The photosensitive resin composition according to claim 1, 2, 3, or 4, which is 0. 6. The amount of the component (A), the component (B) and the component (C) is 40 to 80 based on 100 parts by weight of the total of the components (A) and (B). Parts by weight, (B)
20 to 60 parts by weight of the component and 0.1 to 10 of the component (C)

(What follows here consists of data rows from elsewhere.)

PR #25653, opened 2020-06-17
Dashboard: Redirects for old (pre 7.0) edit & view panel urls

### LINKED ISSUE #25459: Support old panelId urls for view & edit panel
We need to add redirects for old links that use panelId , to redirect viewPanel & editPanel 

In 7.0 we changed the view panel & edit panel urls from 

From
 https://play.grafana.org/d/000000012/grafana-play-home?panelId=2&orgId=1&edit&fullscreen

To
 https://play.grafana.org/d/000000012/grafana-play-home?editPanel=2&orgId=1 

For view panel (only difference is missing edit url param)

From
 https://play.grafana.org/d/000000012/grafana-play-home?panelId=2&orgId=1&fullscreen

To
 https://play.grafana.org/d/000000012/grafana-play-home?viewPanel=2&orgId=1

torkelo:
Closes #25459

### DIFF
--- a/pkg/middleware/dashboard_redirect_test.go
+++ b/pkg/middleware/dashboard_redirect_test.go
@@ -55,4 +55,21 @@ func TestMiddlewareDashboardRedirect(t *testing.T) {
 			})
 		})
 	})
+
+	Convey("Given the dashboard legacy edit panel middleware", t, func() {
+		bus.ClearBusHandlers()
+
+		middlewareScenario(t, "GET dashboard by legacy edit url", func(sc *scenarioContext) {
+			sc.m.Get("/d/:uid/:slug", RedirectFromLegacyPanelEditURL(), sc.defaultHandler)
+
+			sc.fakeReqWithParams("GET", "/d/asd/dash?orgId=1&panelId=12&fullscreen&edit", map[string]string{}).exec()
+
+			Convey("Should redirect to new dashboard edit url with a 301 Moved Permanently", func() {
+				So(sc.resp.Code, ShouldEqual, 301)
+				redirectURL, _ := sc.resp.Result().Location()
+				So(redirectURL.String(), ShouldEqual, "/d/asd/d/asd/dash?editPanel=12&orgId=1")
+			})
+		})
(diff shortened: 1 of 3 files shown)


pkg/middleware/dashboard_redirect_test.go
```diff
@@ -55,4 +55,21 @@ func TestMiddlewareDashboardRedirect(t *testing.T) {
 			})
 		})
 	})
+
+	Convey("Given the dashboard legacy edit panel middleware", t, func() {
```
aknuds1, line 59: We might want to rewrite this using the standard testing library.

marefr (approved):
LGTM

Any scenario where fullscreen param is not provided since this will only apply when fullscreen param is provided. Someone having old links maybe with only panelId param set?

torkelo:
no the old urls always had panelId & fullscreen, and then edit no edit depending on view/edit mode. which is why I simplified the state a big for 7.0 to just have editPanel  and viewPanel to cover both states with just two states instead of 3 properties

pkg/middleware/dashboard_redirect_test.go
torkelo: Then we have to convert this whole file, what test runners are you using?

aknuds1: @torkelo We just use `go test` for running tests. In this case, I think it would be easy to write this test without Convey. That's what I usually do when adding new tests, just write them with the standard library, in addition to the existing Convey ones (which I guess we'll clean up at some point).

torkelo: go test is terrible, have scroll a bunch to see what failed due to stack traces that are more than a screen long, and it does not rerun tests on file change (no watch), so the whole experience I find very poor. Like having a test runner in a tmux split that runs tests on file change and print failures in readable form. 

I tried to rewrite this to go testing library but sadly it depends on middlewareScenario which uses GoConvey so have to rewrite hundreds of tests to go testing library to convert this test :(

PR #26321, opened 2020-07-14
Drone: Tighten grafana-enterprise access to token

aknuds1:
In Drone shared module, tighten access to GitHub token for enterprise builds as much as possible (only `git` basically). No practical effects for this repository's builds, except I make the build-docs-website step depend on the initialize step (necessary for enterprise builds).

**NB:** .drone.yml is auto-generated from .drone.star, and is what is actually used to configure our Drone CI. You may read it to see how the actual configuration changes (very little for this PR).


jessabe (approved):
LGTM

PR #26329, opened 2020-07-14
InfluxDB: flux query result can cause crash

### LINKED ISSUE #26040: InfluxDB Flux plugin - use of 'map' causes internal server error
**What happened**:
I was trying to create an aggregate of values across multiple InfluxDB 2.0 tables and graph them. The query used to do this works in InfluxDB 2.0's data explorer (showing tables and graphs), but it causes an internal server error after the Flux function `map` is used, with no graph appearing (it says there's an error log, but I'm using grafana via a Docker container. Opening the container's CLI and going to var/log/grafana yields no results.)

image

With data looking like this: 
image

I was able to create a mean aggregate using this:
```
from(bucket: "MyBucket")
  |> range(start: -1d, stop: 1d)
  |> filter(fn: (r) => r["_measurement"] == "AvgData")
  |> filter(fn: (r) => r["_field"] == "Mean Information")
  |> group(columns: ["_time", "_field"], mode:"by")
  |> mean()
  |> map(fn: (r) => ({
  time: r._time,
  MeanAggregate: r._value
  }))
```
Which can create a graph in InfluxDB 2.0's data explorer:

image

Create a set of example data set up like the image above, then try entering the flux query into both the InfluxDB data explorer and Grafana.

I'm guessing this is either because `map` functionality is not implemented yet, or because there's something strange occurring with the use of names here.

**Environment**:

The photosensitive resin composition according to claim 1, 2, 3, 4, or 5 in parts by weight. 7. A photosensitive element obtained by applying the photosensitive resin composition according to claim 1, 2, 3, 4, 5 or 6 on a support and drying. 8. The photosensitive element according to claim 7, which is laminated on the substrate for circuit formation so that the photosensitive resin composition layer is in close contact with the photosensitive element, and is irradiated with actinic rays in an image-like manner, and the exposed portion is photocured. And removing unexposed portions by development. 9. A method for manufacturing a printed wiring board, comprising etching or plating a circuit-forming substrate on which a resist pattern has been manufactured by the method for manufacturing a resist pattern according to claim 8.